Do NOT crash if CLAUDE.md is missing or unwritable — log a warning and
continue.
---
## Step 5: Verdict block (idempotent doctor output)
Print a status block matching `/setup-gbrain` Step 10 conventions. Each row
is `[OK]/[FIX]/[WARN]/[ERR]`. Reuse `gbrain doctor --json --fast` for
informational rows but DO NOT gate the guidance block on doctor (per
/plan-eng-review §6 — doctor is too strict for unrelated reasons).
```
gbrain status: GREEN
CLI ............. OK <gbrain version>
Engine .......... OK <pglite|supabase>
Capability ...... OK write+search round-trip
CWD source ...... OK <gstack-code-{repo_slug}> (page_count=<N>)
~/.gstack source. OK <gstack-brain-{user}> (page_count=<N>) — managed by /setup-gbrain
Memory sync ..... OK <artifacts_sync_mode>
CLAUDE.md ....... OK ## GBrain Search Guidance present
Last sync ....... OK <last_sync from state file>
Run `/sync-gbrain` again any time gbrain feels off; safe and idempotent.
```
If any row is YELLOW or RED, the verdict line says so and the failing rows
surface a one-line "next action" (e.g., `Capability ...... ERR capability
check failed; CLAUDE.md guidance block REMOVED — run /setup-gbrain to repair`).
---
## Concurrency note
This skill is safe to run concurrently from multiple terminals on the same
Mac. The orchestrator acquires a lock at `~/.gstack/.sync-gbrain.lock` before
any state-file or CLAUDE.md mutation and exits with code 2 if another sync is
in flight. Stale locks (process died) auto-clear after 5 minutes.
## Cross-machine note
The `## GBrain Search Guidance` block is committed to the repo's CLAUDE.md
and travels with `git push`/`git pull` — NOT through `~/.gstack/.brain-allowlist`
(which is for `~/.gstack/` brain-sync only). On a different Mac with a synced
CLAUDE.md but no local gbrain, /sync-gbrain detects the mismatch via the
capability check and REMOVES the block (the local agent shouldn't be told to
use a tool that isn't installed).
## Status reporting
End with a Completion Status (per the preamble protocol):
- **DONE** — all stages green, CLAUDE.md guidance block present, verdict GREEN.

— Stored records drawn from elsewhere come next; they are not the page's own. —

PR #773, opened 2024-04-21
EXPLOSIVE_SLOW description

white-haired-uncle:
Only works on offense.  Update description, and active_on so the gui will show it inactive on defense.


Dugy:
Good observation.

PR #777, opened 2024-04-23
Ch4 hard harder

white-haired-uncle:
Not a lot here.   Only interesting parts are Way of Assassins and maybe The Kingslayer.  They are now more about completing the mission than just cutting down everyone.

### DIFF
--- a/scenarios4/02_Into_Our_Frozen_Land.cfg
+++ b/scenarios4/02_Into_Our_Frozen_Land.cfg
@@ -7,7 +7,7 @@
     {SCENARIO_MUSIC "breaking_the_chains.ogg"}
     {EXTRA_SCENARIO_MUSIC "vengeful.ogg"}
     {EXTRA_SCENARIO_MUSIC "the_city_falls.ogg"}
-    {TURNS 30 27 25}
+    {TURNS 30 27 22}
     victory_when_enemies_defeated=yes
 
     {DEFAULT_SCHEDULE}
@@ -47,7 +47,11 @@
         canrecruit=yes
         side=1
         controller=human
+#ifdef HARD
+        recruit=Poacher,Thug,Footpad,Thief
+#else
         recruit=Poacher,Thug,Bandit,Trapper,Footpad,Outlaw,Thief,Rogue
+#endif
         {GOLD 500 450 400}
         income=2
         team_name=good
@@ -71,7 +75,8 @@
         canrecruit=yes
         recruit=Vampire Guard,Vampire Master,Vampire Master Bowman
         side=2
-        {GOLD 75 100 125}
+        {GOLD 75 100 150}
+        {INCOME 0 0 12}
         team_name=evil
         user_team_name=_"Evil"
     [/side]
@@ -82,7 +87,8 @@
         canrecruit=yes
         recruit=Vampire Duelist,Vampire Longbowman,Vampire Lieutenant,Vampire Swordsman
         side=3
-        {GOLD 125 150 175}
+        {GOLD 125 150 225}
+        {INCOME 0 0 12}
         team_name=evil
         user_team_name=_"Evil"
     [/side]
@@ -93,7 +99,8 @@
         canrecruit=yes
         recruit=Vampire Duelist,Vampire Longbowman,Vampire Lieutenant,Vampire Swordsman
         side=4
-        {GOLD 125 150 175}
+        {GOLD 125 150 300}
+        {INCOME 0 0 12}
         team_name=evil
         user_team_name=_"Evil"
     [/side]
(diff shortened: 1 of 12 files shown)


scenarios4/02_Into_Our_Frozen_Land.cfg
```diff
@@ -71,7 +75,8 @@
         canrecruit=yes
         recruit=Vampire Guard,Vampire Master,Vampire Master Bowman
         side=2
-        {GOLD 75 100 125}
+        {GOLD 75 100 150}
+        {INCOME 0 0 12}
```
Dugy, line 79: Add some income on normal as well, please. Other places as well.

scenarios4/13_The_Way_of_Assassins.cfg
```diff
@@ -192,9 +192,53 @@ A good plan. Let us go."
...
+                description= _ "Kill Lord Kartyn"
+                condition=win
+                [show_if]
+                    [have_unit]
+                        id=lord3
+                    [/have_unit]
+                [/show_if]
+            [/objective]
+            [objective]
+                description= _ "And then get Efraim to the castle on the eastern border of the map"
```
Dugy, line 222: The _and then_ connection is not needed here.

scenarios4/15_The_Library.cfg
```diff
@@ -606,7 +614,9 @@
             result=defeat
         [/endlevel]
     [/event]
+#ifndef HARD
     {DROPS 5 8 (sword,bow,staff,sword,bow) no 2,3}
```
Dugy, line 618: No DROPS defined on hard? I am not sure how well will it work.

scenarios4/17_Any_Means_Necessary.cfg
```diff
@@ -85,8 +85,12 @@
         canrecruit=yes
         side=1
         controller=human
+#ifdef HARD
+        recruit=Elvish Archer,Elvish Fighter,Elvish Scout,Elvish Shaman,Duelist,Horseman,Spearman,Fencer,Heavy Infantryman,Elvish Lord
+#else
         recruit=Elvish Archer,Elvish Fighter,Elvish Scout,Elvish Shaman,Elvish Marksman,Elvish Ranger,Elvish Hero,Elvish Captain, Elvish Rider,Elvish Druid,Elvish Sorceress,Lancer,Longbowman,Duelist,Javelineer,Pikeman,Swordsman,Dragoon,Shock Trooper,Horseman,Knight,Cavalryman,Spearman,Fencer,Heavy Infantryman,Elvish Lord
-        gold=1500
+#endif
+        {GOLD 1500 1500 700}
```
Dugy, line 93: 1200 gold on normal, please.

Dugy (changes requested):

scenarios4/13_The_Way_of_Assassins.cfg
white-haired-uncle: It's more accurate that way.  The other objectives can be completed in any order, but this one must come last.

scenarios4/02_Into_Our_Frozen_Land.cfg
white-haired-uncle: Ok, but I don't see the point.  In most cases, the additional income is needed to offset the cost of the AI recruiting/supporting higher level units.  In others, to avoid the classic 'fight off one big wave on favorable terrain and then advance and mop up'.  Since I'm generally not changing NORMAL and it was fine before with income=0 it should be fine no matter what changes on HARD.

scenarios4/15_The_Library.cfg
white-haired-uncle: You're already picking up like 6 books in less than 10 turns.

scenarios4/17_Any_Means_Necessary.cfg
white-haired-uncle: Done.  But again, changing normal only because hard changed?

Dugy: Yes. There should be some kind of progression, if a scenario is too easy on hard, it's probably too easy also on normal.

white-haired-uncle: Maybe so.  Or there wasn't much difference between normal and hard to begin with.

scenarios4/02_Into_Our_Frozen_Land.cfg
Dugy: But I think that Normal could benefit from some of these changes to some extent.

scenarios4/13_The_Way_of_Assassins.cfg
Dugy: Aha, okay.

PR #778, opened 2024-04-23
upgrade scoundrel

white-haired-uncle:
The Scoundel is a bit weak for a L5.  Upped his melee attack and HP a little, roughly matching the progression other units get for a two-level advancement.

Also, note the unit that's called Blackguard who is not a Blackguard.


Dugy:
Okay. I will renamed Blackguard to Knave.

- **DONE_WITH_CONCERNS** — sync ran but at least one stage failed or capability
check failed. List which.
- **BLOCKED** — could not acquire lock, gbrain not on PATH, or per-repo policy
is deny. State the blocker.
- **NEEDS_CONTEXT** — /setup-gbrain has not been run, or `gbrain doctor` shows
a state that requires user decision (e.g., engine migration).